AI Agent Security Test Plan Before Launch

An AI agent security test plan should prove one thing before launch: untrusted text cannot silently become authority. If the agent can read outside content and call tools, test the boundary before users do.

Quick Answer

List every tool the agent can call.
Mark which tools can write, send, delete, purchase, or publish.
Seed indirect prompt injection into realistic content sources.
Verify tool arguments are validated outside the model.
Require confirmation for irreversible actions.
Log the user request, untrusted sources, tool arguments, and result.
Re-run the plan after every new tool ships.

Map the blast radius

Start with the boring inventory. Which tools are available? Which ones read data? Which ones change data? Which ones touch external systems?

A calendar-read tool and an email-send tool do not belong in the same risk bucket.

Test realistic untrusted content

Do not only paste "ignore previous instructions" into the chat box. Put hostile instructions where your product will actually find them:

calendar event descriptions
support tickets
webpages
PDFs
CRM notes
Slack messages
code comments

The agent should summarize those instructions as data, not obey them.

Validate writes outside the model

The model can propose a tool call. Normal application code should decide whether the call is allowed.

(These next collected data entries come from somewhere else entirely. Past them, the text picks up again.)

PR #1117, opened 2026-06-16
feat(ix-fleet): declarative per-VM secret refs

harivansh-afk:
## What

Fleet authors can now attach user-store secrets to a VM **declaratively**, instead of only imperatively via `ix new --secret NAME`.

```nix
web = {
  deployment = {
    secrets = [ "GH_TOKEN" "DATABASE_URL" ];  # names from `ix secret set`
    noDefaultSecrets = true;                   # opt out of --default auto-attach
  };
};
# deployment.secrets at the fleet level unions into every node (like l7ProxyPorts)
```

## Why

The user secret store (ENG-1779) is declarative-ready end to end - `build_commit_from_oci` takes `secrets`/`no_default_secrets`, `ix new --secret` uses it, and the Python SDK `create(secrets=, no_default_secrets=)` exposes it. The only missing surface was the fleet plan: `FleetNode` had no way to reference store secrets and `create_node` never passed them.

(`FleetPlan.secrets` already existed but is a different mechanism - the vaultwarden/runtime-directory provider for infra secrets, not the per-user store.)

## Changes

- **`FleetNode`** gains `secrets` (names from the per-user store) + `noDefaultSecrets`; `create_node` forwards them to `client.create`.
- **`lib/image/fleet.nix`** surfaces `deployment.secrets`/`noDefaultSecrets`, unioning names across fleet-wide and per-node layers, and emits them into the plan JSON.
- **`verify_secrets_available`** preflights `up`/`switch`/`replace`/`bootstrap`, failing fast on missing references before any image push (mirrors the `ix secret check` deploy-time bridge).

References only, never values: plaintext stays in the store, not the plan.

## Tests

- New Python unit tests (model round-trip + preflight pass/fail/dry-run/no-ref).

Validate target IDs, account boundaries, confirmation state, rate limits, and whether the action matches the user's original request.

Test confirmation gates

Ask the agent to make broad changes while untrusted content tries to expand the scope. A good system shows the exact changes and waits for a human before anything irreversible happens.

Log for reconstruction

Security logs should answer: what did the user ask, what untrusted content was loaded, which tools were available, which tool arguments passed validation, and what changed?

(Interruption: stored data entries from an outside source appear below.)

PR #1139, opened 2026-06-17
Elixir set-theoretic type gate (astlog rules + compile check) + hive package

andrewgazelka:
## What

Brings Elixir under the same "type check by default" discipline the repo already has for Python, in two layers, plus a small reference package and the engine support to express the rules.

```mermaid
flowchart LR
  A[Elixir lib/*.ex] --> B[nix run .#lint: astlog-elixir]
  A --> C["package check: mix compile --warnings-as-errors"]
  B -->|defstruct needs @type, public def needs @spec| D[lint gate]
  C -->|1.18 set-theoretic checker| E[CI flake check]
```

### Lint layer — `astlog-rules/elixir.astlog`
Two rules, run over **every package's `lib/`** by `nix run .#lint` (`astlog-elixir` stage):
- `defstruct-needs-type`: a module with a `defstruct` must declare a `@type`.
- `public-def-needs-spec`: a public `def` must have an adjacent `@spec`; behaviour callbacks marked `@impl` are exempt.

The only scoping is to `lib/` — `mix.exs` build functions and `test/` helpers are not the type-checked surface. Good/bad fixtures under `astlog-rules/tests/` are checked by the existing `astlog-rules` self-test (extended for `elixir.astlog`).

### Build layer
Each Elixir package's `mix compile --warnings-as-errors` (which runs Elixir 1.18's set-theoretic type checker) is a sandboxed flake check — `hive-elixir`, mirroring `symphony-elixir`.

### astlog engine
- New `no-prev-sibling` builtin: the sibling-scoped analogue of `no-descendant`, so a rule can require an annotation directly above a definition.
- `is_named` flag on the node table (skip anonymous tokens when walking siblings).
- Sound by design: checks the immediately-preceding sibling, never hides an unspec'd def. Multi-clause functions are judged per clause (spec each, or `# astlog-ignore` continuations). Unit test added.

### New package — `packages/andrewgazelka/hive`
A small fully-connected GenServer agent mesh (moved out of a standalone checkout), the reference user of the gate: typed `Hive.Agent.State` struct, `@spec` on every public function, both gates green. `nix run .#hive` runs the demo.

### symphony
Added `@spec`/`@impl` to the public API its `lib/` exposes so it passes the new repo-wide gate. **No logic changed** — annotation lines only.

## Verification (local, darwin)
- `nix run .#lint` → 6/6 green (incl. `astlog-elixir` repo-wide).
[...]

PR #1143, opened 2026-06-17
astlog: stratified negation; make Elixir type-gate sound

andrewgazelka:
## What & why

PR #1139 shipped the Elixir type-discipline lint with three documented blind spots, all rooted in astlog v0 having **no negation** — a rule couldn't say "there is no `@spec` *matching this def's name*." This adds **stratified negation** to the engine (a reusable capability, listed as a v0 gap in the README) and rewrites the Elixir rules to be name/structure-matched and sound.

```mermaid
flowchart TD
  A["(not (relation ...))"] --> B[range-restriction: vars bound by a positive atom]
  A --> C[stratification: no relation negates itself]
  C --> D[evaluate stratum by stratum]
  D --> E[negated relation is final before it is read]
```

## Engine — `packages/code/astlog/core`
- New `(not (relation args...))` body atom. Rejected if a negated variable isn't bound by a positive atom (`UnsafeNegation`) or if a relation depends on itself through negation (`UnstratifiableProgram`). `fixpoint` now runs stratum by stratum.
- Flipped `no-attached-sibling` → positive `attached-sibling`; absence is expressed with `(not ...)`. Kept #1139's bounded-walk perf.
- Unit tests: name-join negation, unsafe-negation rejected, recursion rejected, annotation-block scan.

## Rules — `astlog-rules/elixir.astlog`
- **`public-def-needs-spec`**: flag a public `def` unless its module has a `@spec`, or an `@impl`-annotated def, with the **same function name**. Fixes blind spot #1 (a spec for a *different* function no longer exempts a def) and removes the multi-clause `astlog-ignore` clutter (one spec/impl covers every clause). `@impl` callbacks exempt.
- **`defstruct-needs-type`**: matches the real `@type`/`@typep`/`@opaque` attribute, not any identifier named `type` (blind spot #2).
- **Residual (documented):** matching is by name, not arity — astlog has no aggregation to count args. The real type gate (`mix compile --warnings-as-errors`) is unaffected.

## Self-test — `lib/per-system.nix`
Dropped the "every `(rule ...)` must back a `(lint ...)`" check — helper relations are legitimate Datalog (joins/negation need them), and this invariant is what bit #1139. The meaningful checks remain: every lint has good/bad fixtures that fire/stay-clean, every fixture backs a lint, and `astlog` rejects a lint naming an undefined relation at parse.

## Cleanup
Removed the 49 now-redundant `# astlog-ignore: public-def-needs-spec` comments across symphony + hive `lib/`.

## Verified locally (darwin)
- `nix build .#astlog` builds; negation + every rule case checked end-to-end with the binary; self-test replica passes (bad fires, good clean for both lints).
- `nix run .#lint` → 6/6 green. `nix build .#symphony.passthru.tests.elixir .#hive.passthru.tests.elixir` → green (compile -Werror, format, credo, test). 0 findings across all `lib/`.
- The `astlog-rules` self-test + `*-elixir` checks are `x86_64-linux`-only, so CI builds those.

Reviewers from astlog: the stratification is in `program.rs::strata`; the negation eval arm is in `eval.rs::solve`.

🤖 Opened by an AI agent (Claude Code / claude-opus-4-8) on behalf of @andrewgazelka.

> [!NOTE]
> ### Add stratified negation to astlog and fix Elixir type-gate soundness
> - Adds `(not (relation ...))` syntax to the astlog rule language, with parse-time safety checks (unsafe negation, unstratifiable cycles) and stratum-ordered evaluation in [eval.rs](https://github.com/indexable-inc/index/pull/1143/files#diff-582d2ea95f2cadbafa86621c62413054f21723e09bfe15a824bbcefcdf51a615) and [program.rs](https://github.com/indexable-inc/index/pull/1143/files#diff-49a2029f4d0a9f0a74b390eadfaf4fb3ae4c07fcb6da07928ba22eeb4bf4147d).
> - Rewrites the `defstruct-needs-type` lint in [elixir.astlog](https://github.com/indexable-inc/index/pull/1143/files#diff-7c3885af2a45aaf196cbe344831d5b87cf5d8d6554a44d9d747e083e0841e1a0) to match only true `@type`/`@typep`/`@opaque` attributes scoped to the nearest enclosing module, replacing a heuristic that matched any identifier named `type`.
> - Rewrites the `public-def-needs-spec` lint to require a same-named `@spec` (or `@impl`) in the same nearest module, so a spec for a different function or in an ancestor module no longer exempts a def; multi-clause functions are covered by name.
> - Renames the `no-attached-sibling` builtin to `attached-sibling` and inverts its polarity; callers must now use `(not (attached-sibling ...))` for absence checks.
> - Removes ~20 `# astlog-ignore: public-def-needs-spec` suppression comments from Elixir source files now that multi-clause defs are correctly handled by name.
> - Risk: any external `.astlog` file using `no-attached-sibling` will break; the builtin no longer exists.
>
> 
>
> <sup><a href="https://app.macroscope.com">Macroscope</a> summarized 2fe6b63.</sup>
> 
>

### DIFF
--- a/astlog-rules/elixir.astlog
+++ b/astlog-rules/elixir.astlog
@@ -29,62 +29,88 @@
   (match elixir "(unary_operator (call (identifier) @kw (arguments (binary_operator left: (call (identifier) @n))))) @s")
   (text kw "spec"))
 
-;; --- defstruct-needs-type: a struct module must declare a @type ---
-;; Matches the actual `@type`/`@typep`/`@opaque` attribute (a `@` unary_operator
-;; over a call to `type`/...), not merely any identifier with text `type`.
+;; The actual `@type`/`@typep`/`@opaque` attribute (a `@` unary_operator over a
+;; call to `type`/...), not merely any identifier with text `type`.
 (rule (type-attr a)
   (match elixir "(unary_operator (call (identifier) @ti)) @a")
   (text-match ti "^(type|typep|opaque)$"))
 (rule (defstruct-call c)
   (match elixir "(call (identifier) @i) @c")
   (text i "defstruct"))
+
+;; --- nearest enclosing module ---
+;; A spec/impl/struct/type belongs to its NEAREST enclosing `defmodule`, not every
+;; ancestor module: otherwise a nested module's `@spec foo` would also count for
+;; the outer module and wrongly exempt an unspec'd `Outer.foo`. `nearest-mod x m`
+;; holds when `m` is a defmodule ancestor of `x` with no defmodule between them.
+(rule (mod-candidate x)
+  (def-name x n))
+(rule (mod-candidate x)
+  (spec-name x n))
+(rule (mod-candidate x)
+  (defstruct-call x))
+(rule (mod-candidate x)
+  (type-attr x))
+;; `m` is an ancestor module of `x` but a closer module `mid` sits in between.
+(rule (mod-shadowed x m)
+  (mod-candidate x)
+  (defmodule m)
+  (ancestor m x)
+  (defmodule mid)
+  (ancestor m mid)
+  (ancestor mid x))
+(rule (nearest-mod x m)
+  (mod-candidate x)
+  (defmodule m)
+  (ancestor m x)
+  (not (mod-shadowed x m)))
+
+;; --- defstruct-needs-type: a struct module must declare a @type ---
 (rule (module-has-type m)
   (type-attr a)
-  (defmodule m)
-  (ancestor m a))
-(rule (defstruct-needs-type m)
-  (defmodule m)
+  (nearest-mod a m))
+(rule (module-has-struct m)
   (defstruct-call c)
-  (ancestor m c)
+  (nearest-mod c m))
+(rule (defstruct-needs-type m)
+  (module-has-struct m)
   (not (module-has-type m)))
 (lint defstruct-needs-type error
   "module defines a struct but no @type; add a `@type t` for it so the 1.18 type checker can type its fields")
 
 ;; --- public-def-needs-spec: a public def needs a @spec (or @impl) ---
-;; A def is flagged unless its module has a @spec, or an @impl-annotated def, with
-;; the SAME function name. Name-matching makes one `@spec`/`@impl` cover every
-;; clause of a multi-clause function, and prevents a spec for a different function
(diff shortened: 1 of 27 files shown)


andrewgazelka:
Adversarial review run; 5 confirmed findings addressed in `aebf3333`:

**Fixed (correctness blockers):**
- **Order-dependent negation safety** — `check_negation_safety` was order-independent while the evaluator runs left-to-right, so a `(not …)` placed *before* its binding atom passed the check but bound its var existentially (a wildcard) instead of filtering. Now the check walks the body in order and requires each negated var to be bound by a positive atom that **precedes** the negation. Test added (negation-before-binding rejected).
- **Rewrite bodies unchecked** — the safety check ran only on rule bodies. Generalized over `&[BodyAtom]` and applied to rewrites too. Test added.

**Fixed (maintainability):**
- `UnstratifiableProgram` blamed rule #1; now reports a relation actually on the negation cycle.

**Declined (judgment calls):**
- **perf: corpus-wide module×def join.** Real, but at the repo's ~78 Elixir `lib/` files it's 0.25s, and the obvious per-file-scan "fix" is **18× slower** there (process startup), so it's the wrong fix. The pre-existing rules were already quadratic. Proper fix is engine-level relation indexing / same-file scoping — filed as #1144 rather than bundled here.
- **perf: per-row `Env` clone in the negation arm** is the engine's universal join primitive (positive joins clone identically); optimizing only negation would be inconsistent.

Verified locally: astlog builds; negation order-safety enforced; `nix run .#lint` green; symphony + hive `lib/` 0 findings; self-test replica passes.

🤖 (Claude Code / claude-opus-4-8, on behalf of @andrewgazelka)

andrewgazelka:
Addressed the P2 in `2fe6b631`: spec/impl/type membership is now scoped to the **nearest enclosing `defmodule`** (new reusable `nearest-mod` relation via negation of `mod-shadowed`), so a nested module's `@spec`/`@impl`/`@type` no longer exempts an outer same-named def. Verified with nested-module cases; symphony+hive still 0 findings (~0.33s). (The P1 negation-ordering issue was fixed in the prior commit.)

The `ix-mcp-*-smoke` flake-check failures don't touch any code in this PR (astlog/rules only) and 5 unrelated smoke variants failed together — re-running on this fresh commit to confirm they were flaky kernel-boot infra.

🤖 (Claude Code / claude-opus-4-8)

You do not need full private transcripts in every log. You do need enough evidence to reconstruct authority.

FAQ

Is this only for agents with write tools?

No. Read-only agents can still leak private information or make unsafe recommendations, but write-capable agents need the strictest boundary testing.

Can a system prompt solve this?

No. The prompt is one layer. Tool validation, least privilege, confirmation, and logs need to live outside the model.

When should we re-run the plan?

Every time you add a tool, a data source, or a new kind of autonomous workflow.